To understand the disease progression and survival after a cancer diagnosis, it is important to fully capture the complex disease pathways that can occur. More advanced statistical methods are needed to be able to do this in the best way. MPN is a chronic blood tumor disease, with 400 new cases in Sweden annually. Despite efforts to optimize treatment and take preventive measures against complications, patients with MPN have poorer survival than the general population and a high risk of complications such as thromboembolism and bleeding. Within this project, I will develop statistical models for survival data with several time scales and several possible outcomes. A major focus will be to enable reporting of the results of complex analyzes in a way that is easy to understand and to develop user-friendly software so that others can use the methods.

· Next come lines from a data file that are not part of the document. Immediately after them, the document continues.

PR #2314, opened 2018-04-15
Fix invalid HTML

selfthinker:
This fixes some invalid HTML which mostly sneaked in with #2286.
The semantics of the search results page are a bit tricky. I nearly changed the existing description list to a normal unordered list, but I think it still makes sense the way it is now, i.e. a `dl` with 1 `dt` and 2 `dd`. Semantically I think it might make more sense to move the "[number of] Hits" also into its own `dd` or add it to the 'last modified' line.

### DIFF
--- a/inc/Ui/Search.php
+++ b/inc/Ui/Search.php
@@ -584,18 +584,16 @@ class Search extends Ui
             if ($cnt !== 0) {
                 $resultHeader[] = $cnt . ' ' . $lang['hits'];
                 if ($num < FT_SNIPPET_NUMBER) { // create snippets for the first number of matches only
-                    $snippet = '<dd>' . ft_snippet($id, $highlight) . '</dd>';
-                    $lastMod = '<span class="search_results__lastmod">' . $lang['lastmod'] . ' ';
+                    $snippet = '<dd class="snippet">' . ft_snippet($id, $highlight) . '</dd>';
+                    $lastMod = $lang['lastmod'] . ' ';
                     $lastMod .= '<time datetime="' . date_iso8601($mtime) . '" title="'.dformat($mtime).'">' . dformat($mtime, '%f') . '</time>';
-                    $lastMod .= '</span>';
                 }
                 $num++;
             }
 
-            $metaLine = '<div class="search_results__metaLine">';
+            $metaLine = '<dd class="lastmod">';
             $metaLine .= $lastMod;
-            $metaLine .= '</div>';
-
+            $metaLine .= '</dd>';
 
             $eventData = [
                 'resultHeader' => $resultHeader,
@@ -603,10 +601,8 @@ class Search extends Ui
                 'page' => $id,
             ];
             trigger_event('SEARCH_RESULT_FULLPAGE', $eventData);
-            $html .= '<div class="search_fullpage_result">';
             $html .= '<dt>' . implode(' ', $eventData['resultHeader']) . '</dt>';
             $html .= implode('', $eventData['resultBody']);
-            $html .= '</div>';
         }
         $html .= '</dl>';
 
--- a/inc/Ui/Search.php
+++ b/inc/Ui/Search.php
@@ -587,7 +587,7 @@ class Search extends Ui
             $lastMod = '<span class="lastmod">' . $lang['lastmod'] . '</span> ';
             $lastMod .= '<time datetime="' . date_iso8601($mtime) . '" title="'.dformat($mtime).'">' . dformat($mtime, '%f') . '</time>';
             if ($cnt !== 0) {
-                $hits = '<span class="hits">' . $cnt . ' ' . $lang['hits'] . '</span>';
+                $hits = '<span class="hits">' . $cnt . ' ' . $lang['hits'] . '</span>, ';
                 if ($num < FT_SNIPPET_NUMBER) { // create snippets for the first number of matches only
                     $snippet = ft_snippet($id, $highlight);
                 }
--- a/inc/Ui/Search.php
+++ b/inc/Ui/Search.php
@@ -522,7 +522,7 @@ class Search extends Ui
         global $lang;
 
         $html = '<div class="search_quickresult">';
-        $html .= '<h3>' . $lang['quickhits'] . ':</h3>';
+        $html .= '<h2>' . $lang['quickhits'] . ':</h2>';
         $html .= '<ul class="search_quickhits">';
         foreach ($data as $id => $title) {
             $name = null;
@@ -562,7 +562,7 @@ class Search extends Ui
         }
 
         $html = '<div class="search_fulltextresult">';
-        $html .= '<h3>' . $lang['search_fullresults'] . ':</h3>';
+        $html .= '<h2>' . $lang['search_fullresults'] . ':</h2>';
 
         $html .= '<dl class="search_results">';
         $num = 1;
--- a/inc/Ui/Search.php
+++ b/inc/Ui/Search.php
@@ -565,8 +565,8 @@ class Search extends Ui
         $html .= '<h2>' . $lang['search_fullresults'] . ':</h2>';
 
         $html .= '<dl class="search_results">';
-        $num = 1;
-        $position = 1;
+        $num = 0;
+        $position = 0;
 
         foreach ($data as $id => $cnt) {
             $position += 1;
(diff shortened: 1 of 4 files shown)


inc/Ui/Search.php
```diff
@@ -584,29 +584,25 @@ protected function getFulltextResultsHTML($data, $highlight)
...
-
+            $metaLine .= '</dd>';
 
             $eventData = [
                 'resultHeader' => $resultHeader,
                 'resultBody' => [$metaLine, $snippet],
                 'page' => $id,
             ];
             trigger_event('SEARCH_RESULT_FULLPAGE', $eventData);
-            $html .= '<div class="search_fullpage_result">';
```
micgro42: What is the motivation behind removing this `div`? I find it helpful for styling purposes. And it _is_ valid HTML per WHATWG Living Standard: https://html.spec.whatwg.org/multipage/grouping-content.html#the-dl-element

micgro42:
Thank you for checking and fixing the invalid html. Having this as part of the CI would indeed be very helpful! :+1: 
I feel also a bit strange about this being an description list, both semantically and with the restriction in puts on the html that is allowed.
We should also modify the new `SEARCH_RESULT_FULLPAGE` event so it wraps the elements of the `resultBody` key in `dd` tags. Since they are basically the only valid element in this context, it doesn't make sense to leave that up to the plugin author.

inc/Ui/Search.php
selfthinker: I know this will be valid in the coming HTML 5.2 spec (and the validator already says it's fine as well). The main reason why I removed it was because I couldn't see it being used anywhere and generally like to keep code clear of redundant things
On the one hand I wouldn't mind moving it back as it can make styling a dl easier, but on the other hand this is a relative simple list and I'm not sure if anyone is ever going to use it.

selfthinker:
Being a description list is fine-ish, although it's a bit of an edge case and some other semantics could fit as well or maybe even better. I think two things are important for the semantics here: 1. the results are some form of list and 2. the page name is highlighted as being the descriptor of each item. That relationship can be achieved either with dt and dd or a heading in an li. Just divs would also work but would be inferior.

The "[number of] Hits" and "Last modified" are sort of meta data, although the number of hits is more important as that informs the importance (and order) of the results. I guess that can only really be conveyed via context. Whichever the semantics, I think the number of hits and last modified date should be on the same line.

What do you think are the kind of things people would put into the resultBody of SEARCH_RESULT_FULLPAGE? I wonder if it makes more sense to only allow to add stuff to the line between the "heading" and the snippet?

micgro42:
> The "[number of] Hits" and "Last modified" are sort of meta data, although the number of hits is more important as that informs the importance (and order) of the results. I guess that can only really be conveyed via context. Whichever the semantics, I think the number of hits and last modified date should be on the same line.

Currently, we still show the number of hits for all results but we drop the last modified when we drop the snippet (iirc the cutoff is 15). Would you prefer to show both last mod and number of hits for all results or drop both for the later results?


> What do you think are the kind of things people would put into the resultBody of SEARCH_RESULT_FULLPAGE? I wonder if it makes more sense to only allow to add stuff to the line between the "heading" and the snippet?

One specific implementation would be the [watchcycle](https://www.dokuwiki.org/plugin:watchcycle) maintenance plugin, which shows just an icon to indicate maintenace status on some pages.
Other small examples could be the rating of the rater plugin, quality score by the qc plugin or tags from a tagging plugin. However, some struct plugin might also add some struct data to the search results. This could look similar to the wikipedia result of the Avengers film: 

screenshot-2018-4-16 avengers - google search
https://www.google.com/search?q=Avengers.

There is also precedence for even more added information/links:

screenshot-2018-4-16 dokuwiki - google search
https://www.google.com/search?q=DokuWiki

Now that I think of it, it might be sensible to add the search result's position to the event data, since some modification maybe are only intended for the first n results? 🤔

splitbrain:
:+1: for the position in the event data

inc/Ui/Search.php
micgro42: While it is currently not used in the default template, one use-case would be to give the search results a slightly different background color. Or some box-shadow in order to create a more card-like / material appearance. This might be possible without such a wrapping element, but it might be somewhat arcane/non-trivial usage

selfthinker:
Because we can't be sure what to expect in the resultBody, I guess it makes more sense to change the `dl` to a `ul` or `ol`. (As the order of the results mean something, I'm leaning towards `ol`, although the numbers wouldn't be showing.)

> Do you think it would be better to show both last mod and number of hits for all results or drop both for the later results?

I think the latter makes more sense. When you only have the page name (or first heading, depending on config) to go by because the snippet has been removed, the number of hits and last modified date help to decide which results might be relevant.

> it might be sensible to add the search result's position to the event data, since some modifications are maybe only intended for the first n results?

Maybe that can be simplified by only passing if they will be part of the first, more prominent results before the cutoff or after?

If no-one objects or has a better idea I will make the following changes tomorrow:
* change dl to ol
* move number of hits and last modified date onto the same line (independent of snippet cutoff)
* change dt to heading
* fix heading hierarchy while I'm at it (current h3s should be h2, making the new item headings h3s)

inc/Ui/Search.php
```diff
@@ -584,29 +584,25 @@ protected function getFulltextResultsHTML($data, $highlight)
             if ($cnt !== 0) {
                 $resultHeader[] = $cnt . ' ' . $lang['hits'];
                 if ($num < FT_SNIPPET_NUMBER) { // create snippets for the first number of matches only
-                    $snippet = '<dd>' . ft_snippet($id, $highlight) . '</dd>';
-                    $lastMod = '<span class="search_results__lastmod">' . $lang['lastmod'] . ' ';
+                    $snippet = '<dd class="snippet">' . ft_snippet($id, $highlight) . '</dd>';
+                    $lastMod = $lang['lastmod'] . ' ';
```
splitbrain: would it make sense to wrap this label into a span, so template authors can hide it or replace it by an icon?

splitbrain:
1) Personally, I think the DL fits the search results better. They are ordered, yes but this order is not necessarily correct (the correct hit for what the user was searching for might be the 5th result, not the 1st) and everything currently in DDs does describe the DT (the hit). With the change proposed by Michael to not pass the DD wrapper inside the event data but instead wrap the results coming from the event in DDs, we ensure the DL stays correct.
2) I'm fine with moving the hits into the same line as the lastmod (I would rename the class from `lastmod` to `meta`)

inc/Ui/Search.php
splitbrain: When we stay with a DL I would prefer to keep this div.

selfthinker:
Sorry, I thought I would have time today, but it looks more like I will make the changes Thursday or Friday. (I'm aware this is the last issue left in the milestone.)

inc/Ui/Search.php
```diff
@@ -579,33 +581,37 @@ protected function getFulltextResultsHTML($data, $highlight)
             }
 
             $snippet = '';
-            $lastMod = '';
+            $hits = '';
+            $resultBody = [];
             $mtime = filemtime(wikiFN($id));
+            $lastMod = '<span class="lastmod">' . $lang['lastmod'] . '</span> ';
```
selfthinker: Why is all of this outside of the `if ($cnt !== 0)`? Should anything be displayed if the count is 0?

inc/Ui/Search.php
```diff
@@ -579,33 +581,37 @@ protected function getFulltextResultsHTML($data, $highlight)
...
                 }
                 $num++;
             }
 
-            $metaLine = '<div class="search_results__metaLine">';
-            $metaLine .= $lastMod;
-            $metaLine .= '</div>';
+            $resultBody['meta'] = $hits . $lastMod;
 
+            if ($snippet) {
```
selfthinker: Why is this here at all? Could it not be added to `$resultBody['snippet']` in the same line in which the snippet gets created a few lines above?

selfthinker:
I'm nearly happy with how it is now. I would prefer an `ol` or `ul` but don't feel very strongly about it.

There are only two things left: Apart from the comments I just left, I also changed the meta items to be separated by punctuation instead of just spacing. That is more natural, makes sense with CSS switched off and makes screenreaders add a little pause.

I don't think this is really important, but it looks weird that the "Last modified" starts with uppercase (although it already looked weird before) and I was tempted to add a `lcfirst` but then I thought it could make something worse in other languages and didn't do it.

inc/Ui/Search.php
```diff
@@ -562,12 +562,14 @@ protected function getFulltextResultsHTML($data, $highlight)
         }
 
         $html = '<div class="search_fulltextresult">';
-        $html .= '<h3>' . $lang['search_fullresults'] . ':</h3>';
+        $html .= '<h2>' . $lang['search_fullresults'] . ':</h2>';
 
         $html .= '<dl class="search_results">';
         $num = 1;
```
Rocreex: For the comparison in line 591, this should probably be initialized as 0.

inc/Ui/Search.php
```diff
@@ -562,12 +562,14 @@ protected function getFulltextResultsHTML($data, $highlight)
...
+        $position = 1;
```
Rocreex: Same for this initialization to not start with position 2.

inc/Ui/Search.php
micgro42: There are circumstances where `$cnt === 0` but the page still matches the search. (Right now, I don't recall what causes them :/)
In these cases we display the pagename, but no hits and no snippet. I think it would make sense to at least show the last mod date as well?

michitux: This might have to do with plugins that add additional content to the search (e.g. the discussion plugin does this) - though I think the discussion plugin should at least also provide snippets but I haven't checked.

PR #2317, opened 2018-04-17
WIP: HTML Validity Tests

splitbrain:
This implements a framework to automatically check our HTML for validity as suggested by @selfthinker 

This is very sparse for now and need some more fixes

- [ ] add more test requests including authenticated ones (help wanted)
- [x] apply #2314 
- [x] fix forms with empty actions
- [x] fix GeSHi's use of `create_function()` -> GeSHi/geshi-1.0#106


_test/tests/general/general_html.test.php
```diff
@@ -0,0 +1,100 @@
+<?php
+
+/**
+ * Check some page output for validity
+ */
```
splitbrain: this should have `@group: internet`

PR #2342, opened 2018-04-24
Add simple catch-all to left install.php div

ivanovich:
Background: I was trying to install DokuWiki in my chrooted OpenBSD webserver. The install seemed funky (generated config but not ACLs), and the installer page, instead of even showing any errors, was just blank after submitting initial parameters. Long story short, I edited install.php to approximately this effect, and finally got a visible error, which let me find out that I needed to create $CHROOT/dev/{a,u,s,}random. I would have found that out a lot sooner and torn out a lot less of my beautiful hair if something like this were already in place. After all, the installation phase is where one expects many edge cases and whatnot. Would help newcomers with strange environments to make more actionable and informative forum posts crying for help. Please consider.

### DIFF
--- a/install.php
+++ b/install.php
@@ -103,24 +103,28 @@ header('Content-Type: text/html; charset=utf-8');
 
     <div style="float: left; width: 58%;">
         <?php
-            if(! (check_functions() && check_permissions()) ){
-                echo '<p>'.$lang['i_problems'].'</p>';
-                print_errors();
-                print_retry();
-            }elseif(!check_configs()){
-                echo '<p>'.$lang['i_modified'].'</p>';
-                print_errors();
-            }elseif(check_data($_REQUEST['d'])){
-                // check_data has sanitized all input parameters
-                if(!store_data($_REQUEST['d'])){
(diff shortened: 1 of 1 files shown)


Michaelsy:
:+1: To think of newcomers is always a good idea! Every error should perform as far as possible meaningful informations. Not only for newscomers.

mprins:
OpenBSD provides a port that should take care of the chroot necessities and instructions, see https://www.dokuwiki.org/install:openbsd

ivanovich:
@mprins Be that as it may, a user may want to perform a manual install for a newer version (if running OpenBSD stable), not wanting /var/www/ tied up in the package manager's records, or some other reason. Beyond that, the default OpenBSD chroot is far from the least exotic environment in which DokuWiki could find itself (ad-hoc Linux chroots, et cetera). In any event, as far as I am concerned, if something goes wrong during installation, some sort of explicit error should be provided to the user running the installer, instead of just a blank page, as pictured, and as did happen:



Below is as it appears following the few extra lines in this PR:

The utility of the methods will be demonstrated for myeloproliferative neoplasias (MPNs), with unanswered, clinically important research questions. I will use a population-based cohort of MPN patients with long follow-up time and with matched population controls. 1. Measure how the risk of thromboembolism and bleeding among MPN patients changes over time since diagnosis and changes due to the fact that patients age. Determine whether the risk of thromboembolism increases among patients who have had bleeding and whether the risk of bleeding increases among patients who have had thromboembolism. Describe the entire disease chain from MPN to complications of thromboembolism and bleeding, and finally death, and the proportion of patients who suffered from thromboembolism and bleeding, or both, and died over time. 4. Calculate the life expectancy of MPN patients and lost life years.